The challenge: small RNA-sequencing, especially for challenging input samples such as biofluids, exosomes, or low cell numbers, is prone to sequencing bias. In addition, the comparison of microRNAs and other small RNAs between sample types with differing RNA compositions is skewed based on the assumption of a constant amount of small RNAs per sample (the underlying hypothesis for reads per million (RPM) normalization).
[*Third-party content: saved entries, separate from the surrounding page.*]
PR #1213, opened 2026-05-28
fix(api): raise HTTPError instead of returning None on API errors

### LINKED ISSUE #820: API client to throw error instead of None

MD-Mushfiqur123:
Resolves #820

Changes:
- Replaced `_log_error()` + `return None` pattern with `r.raise_for_status()` in all ApiClient methods
- Removed unused `_log_error` method
- Removed None-check in `check_organization_exists` (method now raises on HTTP errors)
- `add_emission` and `_create_run` already have try/except wrappers so they continue to handle errors gracefully (logging + returning False/None)
- CodeCarbonAPIOutput (used by EmissionsTracker) already wraps `add_emission` in try/except
- Updated tests to expect `requests.HTTPError` instead of None returns


benoit-cty:
Thanks for your contribution. Can you improve the test coverage ?

PR #3, opened 2021-12-14
di: define vertical directions and axis helper

whereswaldon:
I keep finding places where I need to choose something based on the axis of text, and the ergonomics of doing that right now are pretty bad. This commit introduces the constants for expressing vertical text and an easy way to look up the axis of text.

I'm open to other ways of doing this if you see alternatives.

### DIFF
--- a/di/direction.go
+++ b/di/direction.go
@@ -1,10 +1,33 @@
 package di
 
-type Direction int
+// Direction indicates the layout direction of a piece of text.
+type Direction uint8
 
 const (
+	// DirectionLTR is for Left-to-Right text.
 	DirectionLTR Direction = iota
+	// DirectionRTL is for Right-to-Left text.
 	DirectionRTL
+	// DirectionTTB is for Top-to-Bottom text.
+	DirectionTTB
+	// DirectionBTT is for Bottom-to-Top text.
+	DirectionBTT
+)
 
-// Could add Top-to-Bottom (TTB) and Bottom-to-Top (BTT) in future.
+// Axis returns the layout axis for d.
+func (d Direction) Axis() Axis {
+	switch d {
+	case DirectionBTT, DirectionTTB:
+		return Vertical
+	default:
+		return Horizontal
+	}
+}
+
+// Axis indicates the axis of layout for a piece of text.
+type Axis uint8
+
+const (
+	Horizontal Axis = iota
+	Vertical
 )
--- a/di/direction.go
+++ b/di/direction.go
@@ -14,8 +14,21 @@ const (
 	DirectionBTT
 )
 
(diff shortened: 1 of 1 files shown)


stuartmscott (approved):

benoitkugler:
I also think it is a very useful feature. 

Do we need to introduce a new type though ? Wouldn't be a `IsHorizontal() bool` method sufficient ? My point is that there is only two choices, so that a `bool` seems a better fit. 
The use cases I've encountered so far are often of the form 
```
if IsHorizontal() {
} else {
}
```
which seems a bit more natural than 
```
if Axis() == Horizontal {
} else if Axis() == Vertical {
} else {
// actually never happens
}
```

This is a minor detail though, I'm happy with the current PR !

whereswaldon:
I see your point @benoitkugler, but I also prefer having an explicit type for the axis so that a function signature can ask for an axis rather than a direction (often only the axis matters).

I think I've found something that should make us both happy though:

```go
type Axis bool

const (
	Horizontal Axis = true
	Vertical   Axis = false
)

func main() {
	ax := Vertical
	if ax {
		fmt.Println("horizontal")
	} else {
		fmt.Println("vertical")
	}
}
```
https://go.dev/play/p/nV-dq0POwee

The most important thing is definitely not forcing users to add a third case to all of their conditional logic to handle something that cannot actually happen, and this solution achieves that.

benoitkugler:
> I think I've found something that should make us both happy though:

> type Axis bool

Indeed this seems perfect to me !

whereswaldon:
I've pushed a commit implementing the new representation. Please note that I flipped the definitions from the sample above. Horizontal is represented by false, and the method to retrieve the axis is called `IsVertical`. This aligns the zero value for an `Axis` with the most common case (horizontal text).

di/direction.go
```diff
@@ -1,10 +1,46 @@
...
+//     } else {
+//         // Must be Horizontal.
+//     }
+//
+//     switch d.IsVertical() {
+//         case Vertical:
+//         case Horzontal:
+//     }
+//
+func (d Direction) IsVertical() Axis {
```
andydotxyz, line 31: This all looks great about from the `Is...` returning not `bool`, it just doesn't seem to read correctly.
I agree with the idea of `Horizontal` and `Vertical` for other cases - but isn't using that type in result of a boolean operation a little strange?

whereswaldon: I guess it is odd. I've created a separate method that returns the axis, and changed the signature to return boolean.

andydotxyz (approved):
Thanks, I think that is clearer.
Feel free to disagree with me btw :)

PR #4, opened 2021-12-14
Font fallback

benoitkugler:
This is a try at font fallback. 

More tests could be added, maybe with real world examples (say two fonts and a rune sequence where fallback is expected).
Feel free to comment and link your test cases if you want me to add them.

Close https://github.com/go-text/shaping/issues/8.


README.md
```diff
@@ -0,0 +1,3 @@
+# typesetting
+
+This typesetting library is shared by multiple Go UI toolkits including Fyne, and GIO.
```
whereswaldon, line 3:
```suggestion
This library provides typesetting capabilities in pure Go. It is appropriate for use in GUI applications, and is shared by multiple Go UI toolkits including [Fyne](https://fyne.io) and [Gio](https://gioui.org).
```

shaping/input.go
```diff
@@ -33,3 +35,85 @@ type Input struct {
...
+// SplitByFontGlyphs split the runes from 'input' to several items, sharing the same
+// characteristics as 'input', expected for the `Face` which is set to
+// the first font among 'availableFonts' providing support for all the runes
+// in the item.
+// Runes supported by no fonts are mapped to the first element of 'availableFonts', which
+// must not be empty.
+// The 'Face' field of 'input' is ignored: only 'availableFaces' are consulted.
+// Rune coverage is obtained by calling the NominalGlyph() method of each font.
+func SplitByFontGlyphs(input Input, availableFaces []font.Face) []Input {
+	var splittedInputs []Input
```
whereswaldon, line 48:
```suggestion
	var splitInputs []Input
```

shaping/input.go
```diff
@@ -33,3 +35,85 @@ type Input struct {
...
+
+// SplitByFontGlyphs split the runes from 'input' to several items, sharing the same
+// characteristics as 'input', expected for the `Face` which is set to
+// the first font among 'availableFonts' providing support for all the runes
+// in the item.
+// Runes supported by no fonts are mapped to the first element of 'availableFonts', which
+// must not be empty.
+// The 'Face' field of 'input' is ignored: only 'availableFaces' are consulted.
+// Rune coverage is obtained by calling the NominalGlyph() method of each font.
+func SplitByFontGlyphs(input Input, availableFaces []font.Face) []Input {
```
whereswaldon, line 47: I could see an argument that we should create some kind of intermediate type like:

```go
type Run struct {
    Text []rune
    Start, End int
}
```

We could easily embed this inside of the `Input` type, but use it as the input to this function.

Then again, we probably want to ensure that the other fields of the returned `[]Input`s all match (size, script, language, direction), so it probably isn't a net win.

I don't really think we should change this, but I'll leave this comment in case it sparks thoughts for others.

shaping/input.go
```diff
@@ -33,3 +35,85 @@ type Input struct {
...
+//
+// We don't want to change fonts just for variation selectors.
+//
+// Finally, don't change fonts for line or paragraph separators.
+//
+// The rationale is taken from pango : see bugs
+// https://bugzilla.gnome.org/show_bug.cgi?id=355987
+// https://bugzilla.gnome.org/show_bug.cgi?id=701652
+// https://bugzilla.gnome.org/show_bug.cgi?id=781123
+// for more details.
```
whereswaldon, line 109: I'm _sooooo_ glad that you're the one who wrote this @benoitkugler! Having your experise about pango and various problems within it is proving quite invaluable! Thank you for including links to the various edge case bugs in pango.

shaping/input_test.go
```diff
@@ -0,0 +1,162 @@
+package shaping
```
whereswaldon, line 1: For the tests, what would you think about importing something like `gioui.org/font/gofont` and testing support of an actual font against some multi-lingual text? There's also `eliasnaur.com/roboto`. These test cases are excellent unit tests, but I think we could stand to have one or two tests that use a real font. It doesn't need to be the ones I mentioned; they would just be easy because they're importable packages.

whereswaldon (commented):
Overall, this is an excellent and extremely readable change. I'm amazed at how quickly you put this together!

I have a few tiny comments inline:
- variable name suggestion
- README text tweaks
- some thoughts on the approach
- ideas for broader testing

None of my comments are big though. I'd be pretty happy even if you didn't change anything. :D

shaping/input_test.go
benoitkugler: I also think we should add tests with a real font. 
Should we favor (open source) font files (to be loaded with textlayout/fonts) to avoid adding a dependency ? 
Would it be possible for you to provide some text input ? Otherwise I can try and build some multi-lingual text as you suggested.

whereswaldon (approved):
Great work!

andydotxyz (approved):
Cool, great addition thanks.

shaping/input.go
```diff
@@ -33,3 +35,85 @@ type Input struct {
...
+func ignoreFaceChange(r rune) bool {
+	return unicode.Is(unicode.Cc, r) || // control
+		unicode.Is(unicode.Cf, r) || // format
+		unicode.Is(unicode.Cs, r) || // surrogate
+		unicode.Is(unicode.Zl, r) || // line separator
+		unicode.Is(unicode.Zp, r) || // paragraph separator
+		(unicode.Is(unicode.Zs, r) && r != '\u1680') || // space separator != OGHAM SPACE MARK
+		('\U000e0100' <= r && r <= '\U000e01ef') ||
+		('\ufe00' <= r && r <= '\ufe0f') // variation selectors
+}
```
khaledhosny, line 119: I think a better source for these code points would be https://github.com/harfbuzz/harfbuzz/blob/067f90a82087a5feb1cf76625c54c60a10946fe1/src/hb-unicode.hh#L131-L200. The code from Pango will not enable fallback for U+06DD (a long outstanding bug in Pango) because Unicode unhelpfully categorize it as format character, even though it always have a graphical representation.

benoitkugler: Thanks for your input !

To be certain, you suggest to ignore the code points in `is_default_ignorable`, as well as in the categories : 

- Separator, {Space, Line, Paragraph}
- Other, {Control, Surrogate}

(the correct code points in category Other, Format being handled by `is_default_ignorable`) 

Did I get this right ?

khaledhosny: Yes, sounds right.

Our solution: miND® Spike-Ins are a novel quality control parameter and normalizer that consists of seven oligonucleotides, each characterized by a unique core sequence flanked by 4 randomized nucleotides. miND® Spike-Ins are provided in a specific ratio to cover the broad concentration range of endogenous small RNAs.
Simplicity: miND® Spike-Ins come as ready-to-use reagents. No dilution, mixing, or change in your workflow is required – miND® spike-ins are directly added to your RNA sample and used for NGS library preparation.
Sample-to-insight: our public data analysis pipeline was specifically developed to convert small RNA-sequencing raw data into a simple but comprehensive report providing full access to your data in the conventional way (RPM, read count) as well as in absolute concentrations. On top of that, we have added several unsupervised and supervised analyses and QC parameters to the report.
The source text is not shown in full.